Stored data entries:
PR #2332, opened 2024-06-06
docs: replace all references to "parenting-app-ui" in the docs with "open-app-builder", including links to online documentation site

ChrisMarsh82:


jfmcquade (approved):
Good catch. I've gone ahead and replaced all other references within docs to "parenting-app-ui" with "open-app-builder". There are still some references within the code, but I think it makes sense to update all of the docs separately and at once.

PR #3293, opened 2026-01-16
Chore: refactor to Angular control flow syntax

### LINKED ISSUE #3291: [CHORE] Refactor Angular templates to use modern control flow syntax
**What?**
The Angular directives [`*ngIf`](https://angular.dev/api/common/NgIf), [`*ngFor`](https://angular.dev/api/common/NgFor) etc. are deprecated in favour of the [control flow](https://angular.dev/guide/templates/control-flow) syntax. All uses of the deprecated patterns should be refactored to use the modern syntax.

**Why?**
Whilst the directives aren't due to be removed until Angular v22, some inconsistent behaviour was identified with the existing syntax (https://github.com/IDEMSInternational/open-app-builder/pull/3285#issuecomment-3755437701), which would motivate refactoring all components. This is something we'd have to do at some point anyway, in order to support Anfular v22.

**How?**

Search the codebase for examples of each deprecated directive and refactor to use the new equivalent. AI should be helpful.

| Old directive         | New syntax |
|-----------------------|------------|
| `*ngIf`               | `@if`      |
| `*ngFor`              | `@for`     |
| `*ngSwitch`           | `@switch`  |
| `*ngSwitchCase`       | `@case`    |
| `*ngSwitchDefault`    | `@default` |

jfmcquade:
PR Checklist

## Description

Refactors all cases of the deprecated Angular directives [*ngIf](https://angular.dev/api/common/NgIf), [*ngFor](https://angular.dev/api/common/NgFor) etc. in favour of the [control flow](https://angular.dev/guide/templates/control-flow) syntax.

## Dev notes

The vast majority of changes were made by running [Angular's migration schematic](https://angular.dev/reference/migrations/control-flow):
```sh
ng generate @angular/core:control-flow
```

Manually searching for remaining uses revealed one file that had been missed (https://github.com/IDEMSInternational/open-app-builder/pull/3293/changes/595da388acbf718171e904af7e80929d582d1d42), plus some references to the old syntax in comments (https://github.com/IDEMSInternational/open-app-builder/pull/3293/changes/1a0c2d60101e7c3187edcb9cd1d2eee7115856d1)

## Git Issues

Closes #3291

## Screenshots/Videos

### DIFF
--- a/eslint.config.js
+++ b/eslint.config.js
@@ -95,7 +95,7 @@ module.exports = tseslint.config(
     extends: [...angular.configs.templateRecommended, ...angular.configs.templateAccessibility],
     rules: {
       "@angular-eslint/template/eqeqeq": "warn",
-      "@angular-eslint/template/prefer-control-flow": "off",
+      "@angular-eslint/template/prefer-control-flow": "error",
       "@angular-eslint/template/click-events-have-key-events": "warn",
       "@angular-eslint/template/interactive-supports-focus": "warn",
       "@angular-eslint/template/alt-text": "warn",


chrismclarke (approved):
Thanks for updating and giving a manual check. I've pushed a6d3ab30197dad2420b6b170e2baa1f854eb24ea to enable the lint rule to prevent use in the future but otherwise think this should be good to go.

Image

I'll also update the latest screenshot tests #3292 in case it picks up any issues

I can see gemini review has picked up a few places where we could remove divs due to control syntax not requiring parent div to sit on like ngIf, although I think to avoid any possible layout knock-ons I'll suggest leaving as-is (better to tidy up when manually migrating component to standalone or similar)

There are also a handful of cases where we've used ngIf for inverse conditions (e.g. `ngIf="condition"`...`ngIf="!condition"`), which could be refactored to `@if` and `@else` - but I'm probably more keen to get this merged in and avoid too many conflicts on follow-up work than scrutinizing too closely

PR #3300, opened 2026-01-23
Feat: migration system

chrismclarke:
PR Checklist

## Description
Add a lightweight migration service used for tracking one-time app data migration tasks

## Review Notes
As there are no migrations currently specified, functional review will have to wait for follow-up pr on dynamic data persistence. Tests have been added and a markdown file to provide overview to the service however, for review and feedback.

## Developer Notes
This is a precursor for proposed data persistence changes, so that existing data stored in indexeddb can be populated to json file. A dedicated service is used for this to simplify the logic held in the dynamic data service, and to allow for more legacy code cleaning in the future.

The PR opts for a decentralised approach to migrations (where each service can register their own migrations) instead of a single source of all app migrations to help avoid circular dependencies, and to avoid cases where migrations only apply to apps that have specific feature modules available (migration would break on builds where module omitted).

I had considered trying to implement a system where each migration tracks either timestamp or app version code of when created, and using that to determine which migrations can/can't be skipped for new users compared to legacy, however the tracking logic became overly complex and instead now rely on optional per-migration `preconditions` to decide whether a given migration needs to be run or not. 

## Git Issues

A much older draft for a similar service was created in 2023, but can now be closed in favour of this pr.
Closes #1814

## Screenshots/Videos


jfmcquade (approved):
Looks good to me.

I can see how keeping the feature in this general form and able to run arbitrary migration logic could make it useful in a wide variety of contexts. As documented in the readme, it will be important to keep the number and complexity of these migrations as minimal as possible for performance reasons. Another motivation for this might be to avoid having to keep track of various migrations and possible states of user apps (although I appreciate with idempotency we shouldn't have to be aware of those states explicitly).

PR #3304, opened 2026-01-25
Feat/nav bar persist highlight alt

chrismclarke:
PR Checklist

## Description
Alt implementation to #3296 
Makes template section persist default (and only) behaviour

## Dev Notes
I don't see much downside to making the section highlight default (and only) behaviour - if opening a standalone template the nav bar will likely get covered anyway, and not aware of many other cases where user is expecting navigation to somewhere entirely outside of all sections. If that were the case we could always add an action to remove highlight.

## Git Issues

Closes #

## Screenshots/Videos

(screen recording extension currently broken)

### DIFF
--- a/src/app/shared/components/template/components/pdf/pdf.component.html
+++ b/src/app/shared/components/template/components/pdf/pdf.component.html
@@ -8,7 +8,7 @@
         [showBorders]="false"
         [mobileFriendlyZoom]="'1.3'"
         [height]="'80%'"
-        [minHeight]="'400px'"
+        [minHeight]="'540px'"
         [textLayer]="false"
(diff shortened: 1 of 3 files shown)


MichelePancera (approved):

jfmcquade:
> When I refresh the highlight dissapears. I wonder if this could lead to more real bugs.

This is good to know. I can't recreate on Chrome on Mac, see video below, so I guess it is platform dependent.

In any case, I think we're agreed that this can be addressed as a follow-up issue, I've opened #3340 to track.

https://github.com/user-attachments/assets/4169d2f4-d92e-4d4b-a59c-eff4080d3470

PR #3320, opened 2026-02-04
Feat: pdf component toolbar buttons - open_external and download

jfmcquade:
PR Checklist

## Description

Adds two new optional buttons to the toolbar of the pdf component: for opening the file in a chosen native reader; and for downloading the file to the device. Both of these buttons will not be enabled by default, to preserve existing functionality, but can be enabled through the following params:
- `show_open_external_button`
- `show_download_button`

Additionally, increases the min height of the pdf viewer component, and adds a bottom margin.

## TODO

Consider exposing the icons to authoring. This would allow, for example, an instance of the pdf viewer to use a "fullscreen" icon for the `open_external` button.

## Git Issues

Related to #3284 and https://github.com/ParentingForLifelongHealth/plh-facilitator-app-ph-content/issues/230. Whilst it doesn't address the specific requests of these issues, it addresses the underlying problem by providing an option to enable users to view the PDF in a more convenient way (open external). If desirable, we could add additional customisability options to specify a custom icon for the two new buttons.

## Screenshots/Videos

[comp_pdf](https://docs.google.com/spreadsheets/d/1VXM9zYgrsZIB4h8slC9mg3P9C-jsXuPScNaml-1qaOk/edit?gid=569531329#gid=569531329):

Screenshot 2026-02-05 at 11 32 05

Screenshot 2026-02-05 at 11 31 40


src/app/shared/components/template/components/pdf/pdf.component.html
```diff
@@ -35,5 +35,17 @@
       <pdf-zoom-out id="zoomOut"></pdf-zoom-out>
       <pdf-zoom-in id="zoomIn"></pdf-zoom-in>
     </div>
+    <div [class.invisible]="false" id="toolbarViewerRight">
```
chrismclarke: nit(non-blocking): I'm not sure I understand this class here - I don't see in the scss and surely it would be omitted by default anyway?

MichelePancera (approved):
...
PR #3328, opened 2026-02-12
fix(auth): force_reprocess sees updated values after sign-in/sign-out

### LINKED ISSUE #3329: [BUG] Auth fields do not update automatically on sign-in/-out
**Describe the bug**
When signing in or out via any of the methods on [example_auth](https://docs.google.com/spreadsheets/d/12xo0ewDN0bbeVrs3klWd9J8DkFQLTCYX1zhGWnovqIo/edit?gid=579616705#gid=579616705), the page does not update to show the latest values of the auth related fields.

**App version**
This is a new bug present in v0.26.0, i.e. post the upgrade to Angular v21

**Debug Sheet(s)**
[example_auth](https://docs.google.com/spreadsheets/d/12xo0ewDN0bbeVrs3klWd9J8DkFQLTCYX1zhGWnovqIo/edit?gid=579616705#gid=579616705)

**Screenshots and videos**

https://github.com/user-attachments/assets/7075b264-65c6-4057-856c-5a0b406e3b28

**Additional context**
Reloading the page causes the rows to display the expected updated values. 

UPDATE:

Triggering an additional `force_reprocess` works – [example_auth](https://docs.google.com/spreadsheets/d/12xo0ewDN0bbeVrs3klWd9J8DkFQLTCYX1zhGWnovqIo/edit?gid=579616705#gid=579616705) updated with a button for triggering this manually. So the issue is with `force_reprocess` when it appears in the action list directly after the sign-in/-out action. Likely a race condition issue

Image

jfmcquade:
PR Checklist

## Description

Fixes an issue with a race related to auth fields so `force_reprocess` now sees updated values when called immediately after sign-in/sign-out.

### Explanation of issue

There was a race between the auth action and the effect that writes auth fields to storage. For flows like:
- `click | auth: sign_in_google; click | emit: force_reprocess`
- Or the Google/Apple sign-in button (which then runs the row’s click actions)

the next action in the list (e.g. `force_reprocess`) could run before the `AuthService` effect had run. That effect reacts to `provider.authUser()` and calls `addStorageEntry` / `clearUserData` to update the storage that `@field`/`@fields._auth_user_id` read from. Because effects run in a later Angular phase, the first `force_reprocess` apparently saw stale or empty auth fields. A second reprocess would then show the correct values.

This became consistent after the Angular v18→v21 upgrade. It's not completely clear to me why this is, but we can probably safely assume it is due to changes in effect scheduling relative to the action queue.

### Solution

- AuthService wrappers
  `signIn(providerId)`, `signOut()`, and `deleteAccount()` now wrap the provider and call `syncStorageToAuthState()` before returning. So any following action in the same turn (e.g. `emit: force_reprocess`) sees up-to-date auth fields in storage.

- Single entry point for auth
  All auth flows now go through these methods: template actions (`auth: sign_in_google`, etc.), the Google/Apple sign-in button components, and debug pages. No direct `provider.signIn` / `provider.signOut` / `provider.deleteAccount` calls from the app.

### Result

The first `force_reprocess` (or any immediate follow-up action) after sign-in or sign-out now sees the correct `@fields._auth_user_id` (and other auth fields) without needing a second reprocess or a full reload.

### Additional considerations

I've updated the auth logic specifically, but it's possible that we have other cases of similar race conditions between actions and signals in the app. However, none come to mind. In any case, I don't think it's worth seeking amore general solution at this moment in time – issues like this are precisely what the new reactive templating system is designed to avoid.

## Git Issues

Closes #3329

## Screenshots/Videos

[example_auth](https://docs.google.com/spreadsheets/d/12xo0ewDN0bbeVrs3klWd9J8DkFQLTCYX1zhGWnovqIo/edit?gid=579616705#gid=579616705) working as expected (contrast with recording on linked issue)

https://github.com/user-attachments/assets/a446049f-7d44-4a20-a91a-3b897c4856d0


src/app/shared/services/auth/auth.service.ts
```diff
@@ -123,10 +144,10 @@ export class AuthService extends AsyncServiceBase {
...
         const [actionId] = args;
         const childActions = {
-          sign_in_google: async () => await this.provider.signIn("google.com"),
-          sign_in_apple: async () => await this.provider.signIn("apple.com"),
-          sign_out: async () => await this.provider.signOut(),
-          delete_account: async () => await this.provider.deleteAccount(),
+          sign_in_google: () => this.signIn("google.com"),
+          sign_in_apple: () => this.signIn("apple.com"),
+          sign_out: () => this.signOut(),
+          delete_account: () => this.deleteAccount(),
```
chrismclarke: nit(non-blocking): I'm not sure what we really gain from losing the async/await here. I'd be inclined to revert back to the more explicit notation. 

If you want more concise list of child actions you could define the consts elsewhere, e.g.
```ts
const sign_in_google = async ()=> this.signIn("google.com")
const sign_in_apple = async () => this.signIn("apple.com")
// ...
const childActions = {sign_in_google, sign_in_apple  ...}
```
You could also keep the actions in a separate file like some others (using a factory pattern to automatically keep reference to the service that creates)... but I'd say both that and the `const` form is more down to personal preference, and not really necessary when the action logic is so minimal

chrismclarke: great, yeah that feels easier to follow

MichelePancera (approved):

■ **To do**: Among the lines above, find those with the word "modern" and list them.

■ **Answer section**:
### LINKED ISSUE #3291: [CHORE] Refactor Angular templates to use modern control flow syntax
The Angular directives [`*ngIf`](https://angular.dev/api/common/NgIf), [`*ngFor`](https://angular.dev/api/common/NgFor) etc. are deprecated in favour of the [control flow](https://angular.dev/guide/templates/control-flow) syntax. All uses of the deprecated patterns should be refactored to use the modern syntax.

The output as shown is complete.